That is, the DM signal supplied from the DM satellite body 111 and the satellite repeater 113 and the GS signal supplied from the GPS satellite body 115 are received through the first receiver 200 outside the vehicle, and the received DM signal is received. And the GPS signal is supplied to the main receiver 400 through the second receiver 300. The main receiver 400 supplies a DMB signal of the second receiver 300 and a DMB signal supplied from the DMB satellite 111 and the satellite repeater 113 to the DMB signal processor (not shown) for processing. The PS signal of the second receiver 300 and the GPS signal supplied from the GPS satellites 115 are provided to the PS signal processor (not shown) for processing and then displayed.

Here, as illustrated in FIG. 3, the first receiver 200 includes a first antenna 211 and a GPS satellite body for receiving a DMB signal supplied from the DMB satellite 111 and the satellite repeater 113. A second antenna 213 for receiving a GPS signal supplied from the 115, and a DMB signal and a GPS signal received through the first antenna 211 and the second antenna 213 as one signal; And a first electrode plate 217 connected to the outer rear window of the vehicle for passing the output signal of the first duplexer 215.

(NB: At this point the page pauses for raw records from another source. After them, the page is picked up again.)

PR #4980, opened 2024-05-23
cleanup: update relate binding name and comments for ease of understanding

XiShanYongYe-Chang:
**What type of PR is this?**

/kind cleanup

**What this PR does / why we need it**:

In the dependencies distributor module, we have two kinds of binding, one is the binding that is followed, and the other is the binding that follows.

We have a clear explanation of these names:

https://github.com/karmada-io/karmada/blob/0084c8a97eba3b9ff3a0a355cbc95531bcb5c634/pkg/dependenciesdistributor/dependencies_distributor.go#L83-L84

But in the code, some places are not named according to such names, which makes us a little confused when reading the code and we need to repeatedly confirm the intent of the code.

Therefore, this PR unified the confusing naming and modified some comments.

In addition, the code uses two words, `depended` and `dependencies`, which correspond to the binding that is followed and binding that follows, respectively.

**Which issue(s) this PR fixes**:
Fixes #

**Special notes for your reviewer**:

**Does this PR introduce a user-facing change?**:

```release-note
NONE
```

/cc @RainbowMango @chaunceyjiang @whitewindmills

Issue #1741, opened 2022-05-08
The label value of the dependent resoucebinding over 63 characters


mathlsj:
The dependent resourcebinding label value consists of three components namspace+"_"+name+"-"+kind. it is easy to over 63 characters. we need to split it into three labels:
resourcebinding.karmada.io/depended-by-hash.namespace: namespace
resourcebinding.karmada.io/depended-by-hash.name: name
resourcebinding.karmada.io/depended-by-hash.kind: kind

mathlsj:
generate resourcebinding depended label in  dependencies_distributor (https://github.com/karmada-io/karmada/blob/master/pkg/dependenciesdistributor/dependencies_distributor.go)

```
func generateBindingDependedByLabel(bindingNamespace, bindingName string) map[string]string {
	labelKey := generateBindingDependedByLabelKey(bindingNamespace, bindingName)
        # labelValue = ns +"_" + bindingName (name + "-" + kind)
	labelValue := fmt.Sprintf(bindingNamespace + "_" + bindingName)
	return map[string]string{labelKey: labelValue}
}
```

RainbowMango:
Right, here probably exceed 64 characters. May I know what the `name` and `namespace` look like in your system?

RainbowMango:
Hi @mathlsj I see you send a PR for this. 
I'd like to invite the author to talk about the solution. @mrlihanbo

mathlsj:
OK。

mathlsj:
@RainbowMango What is the progress of this?

RainbowMango:
I'm sorry I missed this from my radar. I'll be back on this next week.

RainbowMango:
> Right, here probably exceed 64 characters. May I know what the `name` and `namespace` look like in your system?

@mathlsj Can you give an example of your `name` and `namespace`?

RainbowMango:
> we need to split it into three labels:
resourcebinding.karmada.io/depended-by-hash.namespace: namespace
resourcebinding.karmada.io/depended-by-hash.name: name
resourcebinding.karmada.io/depended-by-hash.kind: kind

Split the label could relieve the issue, but I'm afraid it can't solve the problem fundamentally, because the `name` itself may exceed 63 characters.

Investigation still on-going.

RainbowMango:
I've got two solutions here:
1. Instead of putting the key `resourcebinding.karmada.io/depended-by-xxx` to a label, we can put it in the `annotations`.

[...]

PR #4982, opened 2024-05-23
add verify for customized dependencies response

XiShanYongYe-Chang:
**What type of PR is this?**

/kind feature

After the user customizes interpretation behavior, the Dependencies returned by the `InterpretDependency` interpreter are verified to prevent incorrect return values ​​from penetrating into subsequent use logic.

Fixes #

```release-note
NONE
```

### DIFF
--- a/pkg/resourceinterpreter/customized/webhook/request/resourceinterpretercontext.go
+++ b/pkg/resourceinterpreter/customized/webhook/request/resourceinterpretercontext.go
@@ -25,6 +25,7 @@ import (
 	"k8s.io/apimachinery/pkg/util/uuid"
 
 	configv1alpha1 "github.com/karmada-io/karmada/pkg/apis/config/v1alpha1"
+	"github.com/karmada-io/karmada/pkg/util/interpreter/validation"
 )
 
 // CreateResourceInterpreterContext returns the unique request uid, the ResourceInterpreterContext object to send the webhook,
@@ -114,6 +115,10 @@ func verifyResourceInterpreterContext(operation configv1alpha1.InterpreterOperat
 		res.ReplicaRequirements = response.ReplicaRequirements
 		return res, nil
 	case configv1alpha1.InterpreterOperationInterpretDependency:
+		err := validation.VerifyDependencies(response.Dependencies)
+		if err != nil {
+			return nil, err
+		}
 		res.Dependencies = response.Dependencies
 		return res, nil
 	case configv1alpha1.InterpreterOperationPrune, configv1alpha1.InterpreterOperationReviseReplica,
--- a/pkg/resourceinterpreter/default/native/default.go
+++ b/pkg/resourceinterpreter/default/native/default.go
@@ -26,6 +26,7 @@ import (
 
 	configv1alpha1 "github.com/karmada-io/karmada/pkg/apis/config/v1alpha1"
 	workv1alpha2 "github.com/karmada-io/karmada/pkg/apis/work/v1alpha2"
+	"github.com/karmada-io/karmada/pkg/util/interpreter/validation"
 )
 
 // DefaultInterpreter contains all default operation interpreter factory
@@ -136,7 +137,12 @@ func (e *DefaultInterpreter) GetDependencies(object *unstructured.Unstructured) 
 	if !exist {
 		return dependencies, fmt.Errorf("default interpreter for operation %s not found", configv1alpha1.InterpreterOperationInterpretDependency)
 	}
-	return handler(object)
+
+	dependencies, err = handler(object)
+	if err != nil {
+		return
+	}
+	return dependencies, validation.VerifyDependencies(dependencies)
 }
 
 // ReflectStatus returns the status of the object.
--- a/pkg/util/interpreter/validation/validation.go
+++ b/pkg/util/interpreter/validation/validation.go
@@ -1,0 +1,40 @@
+/*
+Copyright 2024 The Karmada Authors.
+
+Licensed under the Apache License, Version 2.0 (the "License");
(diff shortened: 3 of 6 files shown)


chaunceyjiang:
It's just a question, how did you discover that optimization could be done here?

XiShanYongYe-Chang:
I've been working on the #1741 issue recently. I read the code of the dependencies distributor module and found some confusing naming. So I submitted PR #4980. 

In the #4980, there is an error info output:

https://github.com/karmada-io/karmada/blob/f414fa04b8e87ccd3fe11f8766a79339dfc8f8a6/pkg/dependenciesdistributor/dependencies_distributor.go#L326

I think this error message should be discovered much earlier, so I submitted this PR

pkg/resourceinterpreter/customized/webhook/request/resourceinterpretercontext.go
```diff
@@ -114,6 +115,10 @@ func verifyResourceInterpreterContext(operation configv1alpha1.InterpreterOperat
 		res.ReplicaRequirements = response.ReplicaRequirements
 		return res, nil
 	case configv1alpha1.InterpreterOperationInterpretDependency:
+		err := validate.VerifyResponseDependencies(response.Dependencies)
```
whitewindmills, line 118: why not validate the result at the entrance?
https://github.com/karmada-io/karmada/blob/2220124b4d273f8a8415765d9992ab0670871e9d/pkg/resourceinterpreter/interpreter.go#L250-L278

for example
```go
 func (i *customResourceInterpreterImpl) GetDependencies(object *unstructured.Unstructured) (dependencies []configv1alpha1.DependentObjectReference, err error) { 
 	defer func() {
 	 	if err == nil && hookEnabled {
 	 	 	err = validate.VerifyResponseDependencies(dependencies)
 	 	}
 	}

 	... ...
```

pkg/resourceinterpreter/customized/validate/validate.go
```diff
@@ -0,0 +1,34 @@
...
+import (
+	"fmt"
+
+	configv1alpha1 "github.com/karmada-io/karmada/pkg/apis/config/v1alpha1"
+)
+
+// VerifyResponseDependencies verifies dependencies in the Response.
+func VerifyResponseDependencies(dependencies []configv1alpha1.DependentObjectReference) error {
+	for index, dependency := range dependencies {
+		if len(dependency.Name) == 0 && dependency.LabelSelector == nil {
```
whitewindmills, line 28: why not validate other fields(`APIVersion`, `Kind`)?

whitewindmills: I see they are required but no component is responsible for validating them.
https://github.com/karmada-io/karmada/blob/2220124b4d273f8a8415765d9992ab0670871e9d/pkg/apis/config/v1alpha1/interpretercontext_types.go#L156-L162

whitewindmills: I don't think the json deserialization can do that. maybe you can test it.

XiShanYongYe-Chang: Let me make a test.

XiShanYongYe-Chang: @whitewindmills you are right:

image

XiShanYongYe-Chang: Updated. Can you help review again?

whitewindmills:
thanks for your quick response.
/lgtm

chaunceyjiang (commented):
/lgtm

RainbowMango (commented):
Some nits, and a question:
Why not verify the dependencies returned from the default interpreters?

XiShanYongYe-Chang:
> Why not verify the dependencies returned from the default interpreters?

I think that the return body of external requests should be verified. The default interpreter does not involve external requests. It should be determined that the code is normal when it is written.

RainbowMango:
@chaunceyjiang what's your opinion on this?

chaunceyjiang:
> Why not verify the dependencies returned from the default interpreters?


Good question! I believe third-party interpreters also need this.

RainbowMango:
Yes, that's exactly the reason why I'm asking.

XiShanYongYe-Chang:
Validation for the InterpretDependency operation has been added for all interpreters.

pkg/resourceinterpreter/default/native/default.go
```diff
@@ -131,6 +132,12 @@ func (e *DefaultInterpreter) AggregateStatus(object *unstructured.Unstructured,
 
 // GetDependencies returns the dependent resources of the given object.
 func (e *DefaultInterpreter) GetDependencies(object *unstructured.Unstructured) (dependencies []configv1alpha1.DependentObjectReference, err error) {
+	defer func() {
+		if err != nil {
+			return
+		}
+		err = validation.VerifyDependencies(dependencies)
+	}()
```
RainbowMango, line 140: How about doing the check like this:
```golang
	dependencies, err = handler(object)
	if err != nil {
		return nil, err
	}

	if validation.VerifyDependencies(dependencies) != nil {
		return nil, err
	}

	return dependencies, nil
```

pkg/util/interpreter/validation/validation.go
RainbowMango, line 1: Shall we add some unit tests on this?

pkg/resourceinterpreter/default/native/default.go
XiShanYongYe-Chang: Updated.

RainbowMango (approved):
/lgtm
/approve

In addition, the second receiver 300 is connected to the inner rear window of the vehicle to receive the output signal of the first duplexer 215 of the first receiver 200 and the first receiver 200 passed through the window. A multiplex signal 313 for outputting the output signal of the second electrode plate 311, the second electrode plate 311 as a plurality of signals, and a DMB signal having a predetermined frequency band from the output signal of the multiplexer 313. The output signal of the first low noise amplifier 323 and the first low noise amplifier 323 to remove and amplify the noise components included in the output signal of the first filter 321 and the first filter 321 to extract A first signal processor 320 including a first band pass filter 325 for transmitting a predetermined frequency channel, and a second filter 331 for extracting a GPS signal of a predetermined frequency band from the output signal of the multiplexer 313. ) And noise included in the output signal of the second filter 331. A second signal processor including a second low noise amplifier 333 that removes the minute and a second band pass filter 335 for transmitting the output signal of the second low noise amplifier 333 through a predetermined frequency channel ( 330). In addition, the second receiver 300 outputs the output signal of the first signal processor 320 and the output signal of the second signal processor 330 as one signal and supplies them to the main receiver 400 through a cable. A second duplexer 340 is further included.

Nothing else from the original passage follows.